È giusto dire....MI SEI MANCATA TROPPO o  MI SEI MANCATA DI PIÙ.  CORREGGIMI Bbilly.


----------



## bbilly

Luis Anselmi said:


> ....e per imparare io l'italiano:
> 
> È giusto dire....MI SEI MANCATA TROPPO o MI SEI MANCATA DI PIÙ. CORREGGIMI Bbilly.


 
Luis,
Io sono di madre lingua inglese ma vivo a Roma da 30 anni è mi semra corretto dire MI SEI MANCATA TROPPO (I miss you so much - tense is present continuous or I missed you so much - perfect tense (I think)


----------



## sabrinita85

Luis Anselmi said:


> ....e per imparare io l'italiano:
> 
> È giusto dire....MI SEI MANCATA TROPPO o  MI SEI MANCATA DI PIÙ.  CORREGGIMI Bbilly.
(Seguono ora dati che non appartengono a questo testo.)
PR #4229, opened 2019-06-08
swaybar: do not retry search for tray icons

### LINKED ISSUE #3789: swaybar repeatedly polling various files
sway version 1.0-rc1-123-gd016848b

Specific tray apps seem to make swaybar repeatedly poll for image/asset files.

kdeconnect-indicator doesn't do it, but [kmix](https://cgit.kde.org/kmix.git), [radiotray-ng](https://github.com/ebruck/radiotray-ng) (gtk) and soulseekqt do. the icon for kmix is a red face, but the radiotray-ng and soulseekqt icons appear as they should.

swaybar CPU usage without any tray apps is about 0.5%. For each troublesome app open, it goes up roughly by 3.5/5%.

[sway.log](https://gist.github.com/mxmilkb/fb943841e1d0ab650ed812537f202286)

[swaystrace.log](https://gist.github.com/mxmilkb/c93e3d801a5d2dbf72f23495d83598d6)

kupospelov:
In case a tray icon cannot be found or does not have a desirable size, swaybar retries the search again and again, which increases load on disk and CPU.

This commit solves it by storing `target_size` for each icon, so that swaybar does not search for an icon of some size if it already tried to.

Fixes #3789.

### DIFF
--- a/include/swaybar/tray/item.h
+++ b/include/swaybar/tray/item.h
@@ -20,6 +20,7 @@ struct swaybar_sni {
 	cairo_surface_t *icon;
 	int min_size;
 	int max_size;
+	int target_size;
 
 	// dbus properties
 	char *watcher_id;
--- a/swaybar/tray/item.c
+++ b/swaybar/tray/item.c
@@ -1,6 +1,7 @@
 #define _POSIX_C_SOURCE 200809L
 #include <arpa/inet.h>
 #include <cairo.h>
+#include <limits.h>
 #include <stdbool.h>
 #include <stdlib.h>
 #include <string.h>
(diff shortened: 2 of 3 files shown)


ianyfan:
It looks like this would prevent users from replacing the icon file while swaybar is running.

kupospelov:
Yep. Wouldn't it be reasonable to require a bar restart?

The main use case here is changing `icon_theme`, but the user will have to restart the bar anyway after a config change.

I have read about the proposed alternatives, but as a user who never changes the icon theme, I do not like the idea of checking `mtime` of a bunch of directories every few seconds.

travankor:
Any chance this will be merged for sway 1.3?

ddevault:
The tradeoffs seem reasonable. This needs to be rebased before it can be merged, though.

kupospelov:
Rebased. @ddevault please take a look when you have a chance.

emersion:
Thanks!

Entre las dos, la correcta es "Mi sei mancata troppo", aunque en italiano eso no sería aceptable, porque ese "troppo" es jergal.
Hoy en día se utiliza muchísimo en el lenguaje informal hablado o escrito, pero fijarse que lo correcto y admitible en italiano es: MI SEI MANCATA MOLTO.


----------



## claudine2006

betulina said:


> Ciao, bbilly!
> 
> Ho corretto gli errori per aiutare quelli che imparano lo spagnolo.
> 
> "mi mancavi in quei giorni" può essere una traduzione, anche se forse "avevo bisogno di te" è più preciso, non so. Comunque hanno un significato simile.


----------



## claudine2006

In questi (ultimi) giorni ho sentito molto la tua mancanza/avrei avuto proprio bisogno di averti accanto.


----------



## bbilly

claudine2006 said:


> In questi (ultimi) giorni ho sentito molto la tua mancanza/avrei avuto proprio bisogno di averti accanto.


 
Gracias mucho.


----------



## claudine2006

bbilly said:


> Muchas gracias .


De nada.


----------



## betulina

bbilly said:


> Riguarda agli errori ortografiche mi chiede se è un diversa modo di scrivere lo spagnolo essendo la scrittrice cubana o un livello di istruzione inferiore?



Ciao, bbilly!

Secondo me, questi errori sono dovuti a un livello di istruzione basso. Non ci sono queste diferenze tra lo spagnolo di Cuba e quello di Spagna. Il fatto che abbia scritto "hisiste" invece di "hiciste" riflette che scrive come pronuncia.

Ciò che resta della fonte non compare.